Во второй части своего утопического сочинения "Альтнойланд" (перевод на иврит Нахума Соколова), которая называется "Тель-Авив", Герцль описывает что-то вроде организованной экскурсии в то самое "новое общество", которое сложилось на Земле Израиля в результате сионистских усилий. Это общество совершенно секулярно.. Ортодоксальные раввины, которые сопротивлялись сионистской идее, и в описанное время прибыли в страну, чтобы наводить в ней свои порядки, не добиваются в этом особого успеха. В частности, им не удалось ограничить алию исключительно евреями –, неевреи также вправе присоединиться к новому обществу.
В утопии Герцля нет места проблеме еврейского характера государства: мусульманское население, представлено в книге одним богачом, который вполне удовлетворен тем, что государством управляют евреи. И ещё, новое государство – обратите внимание – занимает значительную площадь, включающую и Бейрут, и Дамаск. В этом государстве не говорят на иврите: язык главных героев книги – литературный немецкий, а простые люди в романе изъясняются на южно-немецком диалекте, который Герцль, видимо, принимал за идиш. В "Еврейском государстве" Герцль пишет о "темпле" ("храме"), то есть о реформистской синагоге в каждом поселении, а в "Альтнойланд" - о Храме ("Бейт ха-Микдаш"), разумеется, возведённом на Храмовой горе, однако, судя по описанию, молятся в нём по реформистскому канону.
Современный Израиль, ведя нескончаемые и успешные войны с арабами, весьма недовольными нашим присутствием здесь, занимает, однако, очень небольшую территорию, которая в будущем может стать ещё меньше. Это общество знакомо и с языковым, и с религиозным принуждением.
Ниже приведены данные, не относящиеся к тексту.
PR #16519, opened 2025-08-27
Fix some broken doc links

cptpiepmatz:
Some doc links were broken, you could see them when running `cargo doc`. So I fixed that. The `TlsConnector` warning is handled via #16518.

N/A

### DIFF
--- a/crates/nu-protocol/src/errors/shell_error/io.rs
+++ b/crates/nu-protocol/src/errors/shell_error/io.rs
@@ -5,6 +5,8 @@ use std::{
     path::{Path, PathBuf},
 };
 use thiserror::Error;
+#[cfg(doc)] // allow mentioning this in doc comments
+use super::ShellError;
 
 use crate::Span;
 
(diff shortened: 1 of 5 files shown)


crates/nu-protocol/src/errors/shell_error/io.rs
```diff
@@ -1,3 +1,5 @@
+#[cfg(doc)] // allow mentioning this in doc comments
```
sholderbach, line 1: I am blanking out, why is this necessary?

sholderbach (commented):
How hard would it be to add a doc building check step in the CI?

crates/nu-protocol/src/errors/shell_error/io.rs
cptpiepmatz: The rest of the file doesn't use `ShellError` anywhere else, so we would get a linter warning that we have an unused import. This makes the import only available when building docs. You can grep the file and see that it only is named in doc comments.

cptpiepmatz:
> How hard would it be to add a doc building check step in the CI?

It's absolutely trivial but it would explode our CI time if we do a full `cargo doc`. Running `cargo doc` without dependencies doesn't help as we would lose the intradoc links. Maybe with caching we could make it work to not wait forever.

crates/nu-protocol/src/errors/shell_error/io.rs
sholderbach: Ah, the alternative solutoin would be to use fully qualified paths and renames in the links right?

sholderbach:
> Running `cargo doc` without dependencies doesn't help as we would lose the intradoc links.

Ah dang...

crates/nu-protocol/src/errors/shell_error/io.rs
cptpiepmatz: Yes, this is what I did in the other places, but I guess for this file it makes sense.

Здесь препятствуют в получении официального статуса любому неортодоксальному течению в иудаизме. Обычно, те, кто ратует за отделение религии от государства, они же и приверженцы отступления со всех контролируемых нами территорий, а те, кто против территориальных уступок, обычно, готовы отказаться от светского характера государства.
Репатриант из СНГ зачастую испытывает затруднение в поиске единомышленников среди коренных израильтян. Те, кто согласен с ним в одном вопросе, не соглашаются с ним в другом. Я лично согласен с Герцелем по трём вопросам: я не готов отказаться от родного языка, даже в пользу иврита; я настаиваю на отделении религии от государства и хочу жить в стране с территорией большой настолько, насколько это возможно. Такого мнения придерживаются не все новые репатрианты, но назвать его мнением меньшинства тоже невозможно.

Язык: болезненные поиски самоидентификации

Одна пожилая женщина сказала так: "Я чувствую себя чужой в своей стране. Захожу в автобус, а там все говорят по-русски!".  Человек в кипе с бородой: "Чего это русские так привязаны к своему языку? Я репатриировался из Бельгии пятнадцатилетним подростком и постарался забыть французский!".
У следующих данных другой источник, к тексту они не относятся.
Issue #11966, opened 2024-02-25
`into sqlite` should return a database objec, not write on disk


KAAtheWiseGit:
### Related problem

Currently `into sqlite` writes the file directly, meaning it bypasses the safeguards of `save` vs. `save --force`.

### Describe the solution you'd like

`into sqlite` should return a `SQLiteDatabase` object, like `open db.sqlite3` does.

Можно понять женщину, которая страдает от звуков незнакомой речи. Сложнее понять человека, который гордится своим варварским поступком – удачной попыткой забыть родной язык. Два эти высказывания очень симптоматичны. До сих пор немало израильтян видят в нашей привязанности к родному языку проявление обособленности и высокомерия. До сих пор приводят нам в пример тех первых репатриантов из России, которые приехали ещё до создания государства и старались говорить исключительно на иврите, несмотря на то, что их попытки превращались в своеобразный внутрисемейный террор. Иногда даже упоминают эфиопскую молодёжь, которая между собой тоже старается общаться на иврите.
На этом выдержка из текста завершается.